- Born: Buchi Atuonwu 24 June 1964 (age 61) Kaduna, Nigeria
- Origin: Ikwuano, Abia State, Nigeria
- Genres: Gospel; Reggae music;
- Occupations: Singer; Songwriter; Reggae Artist; Poet;
- Labels: Loveworld Records; BIG TOONZ;
- Spouse: Jane Atuonwu

= Buchi Atuonwu =

Buchi Atuonwu (born 24 June 1964), better known as Buchi, is a Nigerian songwriter, author, poet, spoken words and reggae gospel artist. He started as a disc jockey in night clubs.

Buchi is part of Christ Embassy's LoveWorld Music and Arts Ministry.

== Early life and education ==
Buchi is a native of Abia state south-east Nigeria, but was born in Kaduna on 24 June 1964.

Education

He attended Methodist College Uzuakoli and Federal Government College, Enugu both in south-east Nigeria. Upon completion of his secondary school, Buchi gained admission to the University of Lagos in 1983 where he obtained a bachelor's degree in English Language and Literary Studies in three years. By 1988, he obtained a second degree and took up an appointment to lecture at the same institution while studying for his Ph.D.
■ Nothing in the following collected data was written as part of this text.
PR #1072, opened 2023-05-17
PHPLIB-892: Skip CSFLE automatic encryption tests for non-enterprise servers

GromNaN:
Fixes [PHPLIB-892](https://jira.mongodb.org/browse/PHPLIB-892).

According to the [doc](https://www.mongodb.com/docs/manual/core/csfle/#introduction), automatic CSFLE is only supported by Enterprise (and Atlas) servers.


alcaeus (approved):
LGTM

tests/DocumentationExamplesTest.php
```diff
@@ -1821,9 +1821,7 @@ public function testQueryableEncryption(): void
             $this->markTestSkipped('Explicit encryption tests require MongoDB 7.0 or later');
         }
 
-        if (! $this->isEnterprise()) {
```
jmikola, line 1824: In [PHPLIB-892](https://jira.mongodb.org/browse/PHPLIB-892?focusedCommentId=5447736&page=com.atlassian.jira.plugin.system.issuetabpanels:comment-tabpanel#comment-5447736) you wrote:

> I'll run the `DocumentationExamplesTest::testQueryableEncryption()` with `crypt_shared` and/or `mongocryptd` available with the community server. If it passes, let's remove the `isEnterprise()` method and change the logic in `DocumentationExamplesTest::testQueryableEncryption()` to instead check if either `crypt_shared` or `mongocryptd` is available.

`skipIfClientSideEncryptionIsNotSupported()` doesn't check for either of those things. Did something change since you wrote that comment?

Also, in an earlier comment on that issue I pointed out that ``DocumentationExamplesTest::testQueryableEncryption()`` did require `crypt_shared` and/or `mongocryptd` (since it uses queryable encryption) but the prose test did not (since it explicitly encrypts). You could run the prose tests w/o `crypt_shared` and `mongocryptd` to verify that.

GromNaN:
The skipped tests effectively fail when both are disabled.

> MongoDB\Driver\Exception\ConnectionTimeoutException : mongocryptd error: No suitable servers found: `serverselectiontimeoutms` timed out: [connection refused calling hello on 'localhost:27020']:

tests/FunctionalTestCase.php
```diff
@@ -571,6 +560,40 @@ protected function skipIfTransactionsAreNotSupported(): void
         }
     }
 
+    /**
+     * The Automatic Encryption Shared Library is installed with MongoDB Enterprise or Atlas (version 6.0 and later).
```
jmikola, line 564: This comment is going to be outdated once we start testing `crypt_shared` with older server versions going back to 4.2. See: [DRIVERS-2465](https://jira.mongodb.org/browse/DRIVERS-2465) and [DOCSP-29387](https://jira.mongodb.org/browse/DOCSP-29387) for more context.

I think both `@see` links are sufficient here and in `isMongocryptdAvailable()` below, if you'd like to remove the comment there as well.

Since I originally reported [PHPLIB-892](https://jira.mongodb.org/browse/PHPLIB-892), I've learned that MongoDB Enterprise (at least the server binary) is not relevant to whether the driver can perform automatic encryption, so I see no reason to mention it in a comment intended to be read by driver developers.

tests/UnifiedSpecTests/UnifiedTestRunner.php
```diff
@@ -357,30 +353,6 @@ private function isClientSideEncryptionSupported(): bool
         return static::isCryptSharedLibAvailable() || static::isMongocryptdAvailable();
     }
 
-    private static function isCryptSharedLibAvailable(): bool
```
jmikola, line 360: @eramongodb, @kevinAlbs: The `csfle` [runOnRequirement](https://github.com/mongodb/specifications/blob/master/source/unified-test-format/unified-test-format.rst#runonrequirement) dates back to https://github.com/mongodb/specifications/commit/0f65908778188a8d6eeb22571c7791a2b1674234 and [DRIVERS-2017](https://jira.mongodb.org/browse/DRIVERS-2017). Reading the existing language in the unified spec, there's no indication that `crypt_shared` and/or `mongocryptd` are required. 

> If true, the tests MUST only run if the driver and server support Client-Side Field Level Encryption. A server supports CSFLE if it is version 4.2.0 or higher. If false, tests MUST only run if CSFLE is not enabled. If this field is omitted, there is no CSFLE requirement.

The PHPLIB unified test runner currently checks three things:

 * Server FCV >= 4.2
 * PHPC is compiled with libmongocrypt (not just libmongoc)
 * At least one of `crypt_shared` and `mongocryptd` is available

I realize that the only unified CSFLE tests at the moment are for key management, which isn't an enterprise feature. But ignoring that for a moment and assuming legacy tests will eventually be ported to the unified format, was it your intention that the `csfle` requirement also ensure that queryable encryption be supported?

If yes, then I'd like to clarify this in the unified test spec. If no, then I think we should remove the `crypt_shared`/`mongocryptd` check from PHPLIB's unified test runner (and maybe still clarify that in the unified spec).

tests/SpecTests/ClientSideEncryptionSpecTest.php
```diff
@@ -2001,28 +1995,4 @@ private function prepareCorpusData(string $fieldName, stdClass $data, ClientEncr
 
         return $data->allowed ? $returnData : $data;
     }
-
```
jmikola, line 2004: @eramongodb, @kevinAlbs: On a related note, our legacy CSFLE spec test runner also requires at least one of `crypt_shared` and `mongocryptd` to be available, but I don't see that explicitly mentioned in [Use as integration tests](https://github.com/mongodb/specifications/tree/master/source/client-side-encryption/tests#use-as-integration-tests). I understand why they _would_ be required since various tests due cover automatic encryption.

Am I just missing the text, or is it only implied?

tests/UnifiedSpecTests/UnifiedTestRunner.php
kevinAlbs: > At least one of `crypt_shared` and `mongocryptd` is available

I expect `crypt_shared` or `mongocryptd` would be required once the unified test format supports automatic encryption. I expect it is not necessary for the current unified test format. I suggest keeping the check for `crypt_shared` or `mongocryptd`, as I expect it will be needed in the future.

> was it your intention that the `csfle` requirement also ensure that queryable encryption be supported?

I think yes. Both "Client-Side Field Level Encryption" and "Queryable Encryption" require libmongocrypt. As of DRIVERS-2454, "In-Use Encryption" can be used to refer to both features.

tests/SpecTests/ClientSideEncryptionSpecTest.php
kevinAlbs: I think it is implied, but the test README may benefit from edits:

> Do the following before running spec tests:
>
> - If available for the platform under test, obtain a crypt_shared binary and place it in a location accessible to the tests. Refer to: Using crypt_shared
> - Start the mongocryptd process.

This may benefit from edits. I expect mongocryptd does not need to be started, only available on the PATH for drivers to spawn. If testing with crypt_shared, I expect mongocryptd does not need to be available.

tests/UnifiedSpecTests/UnifiedTestRunner.php
jmikola: Thanks. I opened https://github.com/mongodb/specifications/pull/1439 and [DRIVERS-2661](https://jira.mongodb.org/browse/DRIVERS-2661) to update the unified/legacy test docs.

tests/DocumentationExamplesTest.php
jmikola: @GromNaN: In light of https://github.com/mongodb/specifications/pull/1439, I would be in favor of adding a check for `crypt_shared` and/or `mongocryptd` to the base `skipIfClientSideEncryptionIsNotSupported()` method.

A call to `skipIfClientSideEncryptionIsNotSupported()` could then be used here (after the topology and 7.0+ version check). I'm aware the version check in `skipIfClientSideEncryptionIsNotSupported()` would be redundant, but that's OK.

You could then also remove the explicit crypt_shared/mongocryptd check in `ClientSideEncryptionSpecTest::setUp()`.

With that done, `skipIfClientSideEncryptionIsNotSupported()` would become consistent with `UnifiedTestRunner::isClientSideEncryptionSupported()` and all of our tests would perform the same checks.

GromNaN: > I'm aware the version check in skipIfClientSideEncryptionIsNotSupported() would be redundant, but that's OK.

There is a slight difference between the server version check and the feature compatibility version check in `skipIfClientSideEncryptionIsNotSupported`. So this is not redundant.

GromNaN: I followed your instructions.

tests/UnifiedSpecTests/UnifiedTestRunner.php
eramongodb: The `csfle` requirement was added as an (overly?) simple all-or-nothing check for whether anything related to Client Side Encryption is required by the test, which implicitly requires - or at least, was assumed to require - either `mongocryptd` (the only consideration back then) or `crypt_shared` (a new option since the wording was added), since most CSE functions cannot fulfill their specified behavior without them, including the Key management API. I support the clarification of wording that documents the `mongocryptd`/`crypt_shared` requirement; submitted an approving review for https://github.com/mongodb/specifications/pull/1439 accordingly.

tests/DocumentationExamplesTest.php
jmikola: Aye, technically different checks. I said "redundant" as our test suite is never run on mixed-version or upgraded replica sets, so FCV will always equate the server version.

tests/UnifiedSpecTests/UnifiedTestRunner.php
```diff
@@ -354,31 +352,7 @@ private function isClientSideEncryptionSupported(): bool
...
-        $paths = explode(PATH_SEPARATOR, getenv("PATH"));
-
-        foreach ($paths as $path) {
-            if (is_executable($path . DIRECTORY_SEPARATOR . 'mongocryptd')) {
-                return true;
-            }
-        }
-
-        return false;
+        return FunctionalTestCase::isCryptSharedLibAvailable() || FunctionalTestCase::isMongocryptdAvailable();
```
jmikola, line 355: This is one thing I had in mind when creating [PHPLIB-1170](https://jira.mongodb.org/browse/PHPLIB-1170).

jmikola (approved):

Buchi continued in the University of Lagos as a lecturer until 1994 when he began actively writing literature, poetry and music.

Black Activism

During his stay at the university, Buchi's developed interest in black activism via a reggae club, and it progressively increased through the years. This evolution was prompted by his exposure to ideologies during a presentation by Oliver Thambo and representatives of the African National Congress (ANC) from South Africa during the club's enlightening exhibition centered on the theme of "Apartheid in South Africa". This contributed to his exploration of literature authored by prominent black activists such as Dennis Bruts, Wole Soyinka and Muta Baruka, and it contributed to Buchi's connection with reggae music. This connection was rooted in the perception of reggae as a medium to articulate opposition against oppression. This led him to join one of the campus confraternities, which, during that period, positioned themselves as proponents of anti-oppression initiatives.

== Music ==
1999 was his breakout year. Buchi began his musical career as a Disc Jockey at an 80s popular Night Club called Floating Bukka, which was in a docked vessel at the Marina, Lagos Island. He was invited to join the gig by Ras Kimono.

== Personal life ==
He has lived most of his life in Lagos. He is married to Jane Atuonwu. He has four children all of which have featured on his musical project at various times. He released a song 'Normally' on his 8th Album titled, 'Normally' which featured all his children. Buchi's past has helped to set his present in motion. He was a lecturer in UNILAG during the day and was a DJ at night. He is still pursuing a Doctorate Degree in Semantics and Social Linguistics at Unilag. buchi became a Christian in 1992 he used to be a smoker but the last time he smoked was 30 December 1992 after he gave his life to Christ.

==Albums==
Buchi has released 8 Studio albums and two books. The audio albums are as follows:
- 1999 - These Days
- 2002 - So Beatutiful
- 2005 - What A Life
- 2008 - Sounds Of Life
- 2011 - Judah
- 2014 - I See
- 2017 - Red, Gold & Green
- 2020 - 11:59

== Books ==
- Cease Fire: The book is about Campus cultism which he was involved in during his university days.